Labour welcomed the decision by NHS England last month to stop the routine prescription of puberty blockers to under-18s. The loophole that exists for private providers risks sparking a black market. The Secretary of State has said that she expects private clinics to follow the report’s recommendations to follow the evidence. I underline our support for her expectations on compliance. Can she give an indication of whether she thinks that further regulation may be needed to ensure adequate enforcement of the recommendations?

The refusal of adult gender services to share data on the long-term experience of patients is inexcusable—as the Secretary of State said, it is deplorable. The data does not belong to them; it belongs to the NHS and, crucially, to patients. I welcome their coming forward now, but how was this allowed to happen, and what accountability does she think would be appropriate?

This report must provide a watershed moment for the NHS’s gender identity services. Children’s healthcare should always be led by evidence and be in the best interests of children’s welfare. Dr Cass’s report has provided the basis on which to go forward. The report must also provide a watershed moment for the way in which our society and our politics discuss this issue. There are children, young people and adults—including trans children, young people and adults—in this country who are desperately worried and frightened by the toxicity of this debate. There are healthcare professionals who are scared to do their job and make their views known. Dr Cass said that

“toxic, ideological and polarised public debate has made the work of the Review significantly harder” and it will hamper the research that is essential to finding a way forward.

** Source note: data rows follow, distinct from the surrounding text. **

PR #599, opened 2017-03-02
Allow specifying an ISO-8601 timestamp when using build-export

hughsie:
This allows us to build reproducable repo summaries, for instance in gnome-software self tests.


alexlarsson:
bot, add author to whitelist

Even in a general election year, there is surely one issue on which we can down tools and work together: the pursuit of the healthcare of vulnerable people. I pay tribute to Sir Sajid Javid. We had many scraps across the Dispatch Box, but for his role in commissioning this review he deserves our thanks and respect. I hope to work constructively with the Health Secretary to put children’s health and wellbeing above the political fray.